When new boards and positions creep into an organization, they are all too likely to create a bureaucratic maze of red tape and impede rather than facilitate smooth functioning. The New Deal may be justly criticized for an unfortunate tangling of bureaus, but certain of the new boards of the government are equally as justly to be praised, as necessary expansions in a widening sphere. Harvard's new creation of a Dean of the University may also be praised as a justified expansion of administrative agencies.
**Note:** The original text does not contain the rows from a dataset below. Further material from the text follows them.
PR #993, opened 2025-12-03
Remove deeply nested divs around img/noscript combinations

gijsk:
Alternative to #989 .

This seems to also work, and also positively impacts some existing testcases. @samuelhuang could you confirm if this looks reasonable to you? There are minor markup changes in the `expected.html` for the new `allrecipes-1` testcase that you added (that strip the extraneous containers around the `img`).


gijsk:
(looks like maybe I should update the extended commit msg for [03abc3f](https://github.com/mozilla/readability/pull/993/commits/03abc3f12306127098d6445d0adc58c7d5980e37) still, before merging this)

samuelhuang:
NIT: Add function-level comment?

Optional NIT: Perhaps `_removeDeeplyNestedImageDivs()` to have `unwrap()` somewhere?

Optional NIT: The outer `while (cond1)` loop and its immediately preceding `if (cond2) { break; }` can be merged into `while (cond1 && !cond2) {}`

Optional NIT: The unwrap loop (gut out `parent` content to its its previous siblings, then removing `parent`) seem to appear elsewhere as well; maybe extract as helper?

Otherwise LGTM.

samuelhuang:
Hi, an updates in landing this change? Thanks!

Issue #863, opened 2024-04-26
H1, H2, H3, etc, always get converted to H2 and document loses structure


yagudaev:
I was also surprised by how Readability handles headings.

The demo below converts a page to markdown. It first uses readability to eliminate other necessary content.

However, the heading information h1, h2, h3, is destroyed and is all h2 at the end.

![CleanShot 2024-04-18 at 16 29 51@2x](https://github.com/mozilla/readability/assets/1386966/577fc5fd-e107-4895-a038-c83d4d93c5be)

Is there a way to turn this off?

[...]

PR #1006, opened 2026-04-17
Optionally keep original title headers for main content extraction accuracy

mcPear:
### Summary

Reader extraction currently rewrites all in-article `h1` elements to `h2` so the article title can remain the sole top-level heading in the reader UI. Moreover, removes the first similar heading spotted after the title. These normalizations improve classic “reader mode” presentation but **weaken the semantic outline** of the page: crawlers, SEO tooling, and systems that infer structure from HTML (including retrieval and “reverse engineering” of how a page is organized) rely on **stable heading levels** that match the publisher’s markup.

This change **preserves the original heading tag names and levels** in the extracted content wherever we are not explicitly removing noise, so the serialized article HTML stays closer to the source document’s hierarchy. All that is **gated behind an option.**

### What changes (high level)

- Stop blanket `h1` → `h2` replacement in article content
- Stop duplicate-title header removal
- Add unit tests

### DIFF
--- a/Readability.js
+++ b/Readability.js
@@ -64,6 +64,12 @@ function Readability(doc, options) {
   this._disableJSONLD = !!options.disableJSONLD;
   this._allowedVideoRegex = options.allowedVideoRegex || this.REGEXPS.videos;
   this._linkDensityModifier = options.linkDensityModifier || 0;
+  /**
+   * If true, keep the first in-article H1/H2 that duplicates the article title
+   * and leave H1 tags in the extracted content. Defaults to false (strip the
+   * duplicate title header and normalize remaining H1 elements to H2).
+   */
+  this._keepOriginalTitleHeaders = !!options.keepOriginalTitleHeaders;
 
   // Start with all flags set
   this._flags =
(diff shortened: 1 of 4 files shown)


gijsk (changes requested):
Thanks for submitting a PR.

I'm confused about this being labeled a "chore". And I think that the relabeling of h1 to h2 and removing headers that match the titles should be split into different options. The h1-to-h2 replacement would fix #863 . I would be tempted to make not swapping it the default, though it would potentially break existing consumers - I can fix Firefox but not sure about others.

gijsk (changes requested):
Apologies for the very unreasonable delay here.

I'm fairly confused at this point. The updated patch here added a lot more code which is a bit hard to read, and also doesn't seem consistent with what I asked in my previous review. Instead, it seems to change the approach used to keep the headers. Why is that?

mcPear:
Sorry, I had to adjust the logic to fix corner cases we found in our app. I wasn't aware you will see it as kinda response to this conversation. I'm closing it as for now.

PR #1009, opened 2026-05-06
Revise LICENSE.md to include full Apache License 2.0

bohemian-miser:
Updated the Apache License text to include detailed terms and conditions for use, reproduction, and distribution.

### DIFF
--- a/LICENSE.md
+++ b/LICENSE.md
@@ -1,13 +1,204 @@
 Copyright (c) 2010 Arc90 Inc
 
-Licensed under the Apache License, Version 2.0 (the "License");
-you may not use this file except in compliance with the License.
-You may obtain a copy of the License at
 
-   http://www.apache.org/licenses/LICENSE-2.0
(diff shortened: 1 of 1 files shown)


gijsk:
The text in the license in the PR explicitly says that "how to license" is to append the text at the bottom... which is already there. So I don't see why this would be an improvement.

bohemian-miser:
Those instructions about applying the license are in reference to creating the license headers of individual source files. 

If you take a look at section 4.a. of the Apache 2.0 license, it clarifies that a copy of the license needs to travel with the software whenever it is redistributed. The instructions at https://www.apache.org/licenses/LICENSE-2.0#apply say "Include a copy of the Apache License, typically in a file called LICENSE, in your work, and consider also including a NOTICE file that references the License."

bohemian-miser:
@gijsk please see my previous comment. The license states that the full text is required.

PR #1010, opened 2026-05-11
Include Full Apache-2.0 License text

bohemian-miser:
Section 4.a. of the Apache 2.0 license, states that a full copy of the license needs to travel with the software whenever it is redistributed.

I pointed this out in the previous pull request, but the PR was already closed and ignored https://github.com/mozilla/readability/pull/1009 

The confusion came from the appendix regarding license headers in source code and was misread as applying to the project.

### DIFF
--- a/LICENSE.md
+++ b/LICENSE.md
@@ -1,13 +1,204 @@
 Copyright (c) 2010 Arc90 Inc
 
-Licensed under the Apache License, Version 2.0 (the "License");
-you may not use this file except in compliance with the License.
-You may obtain a copy of the License at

For, like the government, Harvard has expanded rapidly, with the Littauer School of Public Administration being the most obvious example of another "bureau." The Business, Medical, and Law Schools, while not increasing in enrollment, are nevertheless enlarging their activities in the general direction of the public. The annual reports issued from the School of Public Health and the Law School have definitely shown this trend. This expansion has meant new and more numerous duties for the President of the University, whose obvious duty it is to supervise actively all the engagements of the "bureaus" under him. Perhaps the actual expansion of the President's office itself in recent years into a more public position has much to do with the new position.

A popular and influential teacher here for thirty-nine years, Dean Chase was a happy appointment to the post of "deputy president" with functions closely paralleling a governmental vice-president. In his new niche in the pyramiding of authority, the Dean should prove a valuable asset in general superintendence.